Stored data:
PR #2393, opened 2017-05-30
Add remote-device flag to test mobile devices

### LINKED ISSUE #2368: Testing on mobile devices no longer works
I've upgraded to 2.0.0. and found that [testing on mobile devices](https://github.com/GoogleChrome/lighthouse/blob/master/docs/readme.md#testing-on-a-mobile-device) no longer work. Lighthouse launches a new Chrome tab on my Goobuntu machine.

I've verified that port forwarding works by navigating in Chrome to localhost:9222:

image

However, when I run `lighthouse --disable-device-emulation --disable-cpu-throttling https://google.com`, LH opens a new Chrome tab on my desktop, not on the Android device.

ev1stensberg:
Enables mobile emulation to be the default port `9222` instead of `0` on device emulations. This enables mobile emulations instead of defaulting to the browser. Users can also use the remote debug port to forward I assume, without this getting affected. Fixes #2368

### DIFF
--- a/docs/readme.md
+++ b/docs/readme.md
@@ -57,7 +57,7 @@ instance with an open debugging port.
 
 Lighthouse can run against a real mobile device. You can follow the [Remote Debugging on Android (Legacy Workflow)](https://developer.chrome.com/devtools/docs/remote-debugging-legacy) up through step 3.3, but the TL;DR is install & run adb, enable USB debugging, then port forward 9222 from the device to the machine with Lighthouse.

▶ [Aim of the task]
Write the data from above out again, exactly.

▶ [Exercise solution]
PR #2393, opened 2017-05-30
Add remote-device flag to test mobile devices

### LINKED ISSUE #2368: Testing on mobile devices no longer works
I've upgraded to 2.0.0. and found that [testing on mobile devices](https://github.com/GoogleChrome/lighthouse/blob/master/docs/readme.md#testing-on-a-mobile-device) no longer work. Lighthouse launches a new Chrome tab on my Goobuntu machine.

I've verified that port forwarding works by navigating in Chrome to localhost:9222:

image

However, when I run `lighthouse --disable-device-emulation --disable-cpu-throttling https://google.com`, LH opens a new Chrome tab on my desktop, not on the Android device.

ev1stensberg:
Enables mobile emulation to be the default port `9222` instead of `0` on device emulations. This enables mobile emulations instead of defaulting to the browser. Users can also use the remote debug port to forward I assume, without this getting affected. Fixes #2368

### DIFF
--- a/docs/readme.md
+++ b/docs/readme.md
@@ -57,7 +57,7 @@ instance with an open debugging port.
 
 Lighthouse can run against a real mobile device. You can follow the [Remote Debugging on Android (Legacy Workflow)](https://developer.chrome.com/devtools/docs/remote-debugging-legacy) up through step 3.3, but the TL;DR is install & run adb, enable USB debugging, then port forward 9222 from the device to the machine with Lighthouse.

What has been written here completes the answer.